%%

Issue #358, opened 2018-09-05
PDF: Parentheses not handled properly in document information dictionary


T3rj3:
## Dev Effort
0.5D

## Description

[This PDF-file](https://github.com/openpreserve/jhove/files/2351907/sample.pdf) fails validation with the following error:
>Jhove (Rel. 1.20.1, 2018-03-29)
 Date: 2018-09-05 10:07:25 CEST
 RepresentationInformation: /home/sample.pdf
  ReportingModule: PDF-hul, Rel. 1.11 (2018-03-29)
  LastModified: 2018-08-30 10:10:10 CEST
  Size: 2736147
  Format: PDF
  Status: Not well-formed
  SignatureMatches:
   PDF-hul
  ErrorMessage: Lexical error
   Offset: 2731501
  MIMEtype: application/pdf

This happens because the file's document information dictionary contains two entries with parentheses in them:

>/CreationDate (20180606085937+01'00')
  /Creator (QuarkXPress(R) 8.16r2)
  /ModDate (20180606085937+01'00')
  /Producer (QuarkXPress(R) 8.16r2)
  /Title \<feff0063006d0079006b002d003200300030>

Removing the parentheses from the Creator and Producer values (or just the closing parentheses for that matter) allows the file to be validated successfully. According to my interpretation of the PDF reference (https://www.adobe.com/content/dam/acom/en/devnet/pdf/pdfs/pdf_reference_archives/PDFReference.pdf) the entries in the dictionary are just regular text strings and balanced parentheses should thus be allowed.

%%

Your task :: Write the records out again, character for character.

Your response ::
Issue #358, opened 2018-09-05
PDF: Parentheses not handled properly in document information dictionary


T3rj3:
## Dev Effort
0.5D

## Description

[This PDF-file](https://github.com/openpreserve/jhove/files/2351907/sample.pdf) fails validation with the following error:
>Jhove (Rel. 1.20.1, 2018-03-29)
 Date: 2018-09-05 10:07:25 CEST
 RepresentationInformation: /home/sample.pdf
  ReportingModule: PDF-hul, Rel. 1.11 (2018-03-29)
  LastModified: 2018-08-30 10:10:10 CEST
  Size: 2736147
  Format: PDF
  Status: Not well-formed
  SignatureMatches:
   PDF-hul
  ErrorMessage: Lexical error
   Offset: 2731501
  MIMEtype: application/pdf

This happens because the file's document information dictionary contains two entries with parentheses in them:

>/CreationDate (20180606085937+01'00')
  /Creator (QuarkXPress(R) 8.16r2)
  /ModDate (20180606085937+01'00')
  /Producer (QuarkXPress(R) 8.16r2)
  /Title \<feff0063006d0079006b002d003200300030>

Removing the parentheses from the Creator and Producer values (or just the closing parentheses for that matter) allows the file to be validated successfully. According to my interpretation of the PDF reference (https://www.adobe.com/content/dam/acom/en/devnet/pdf/pdfs/pdf_reference_archives/PDFReference.pdf) the entries in the dictionary are just regular text strings and balanced parentheses should thus be allowed.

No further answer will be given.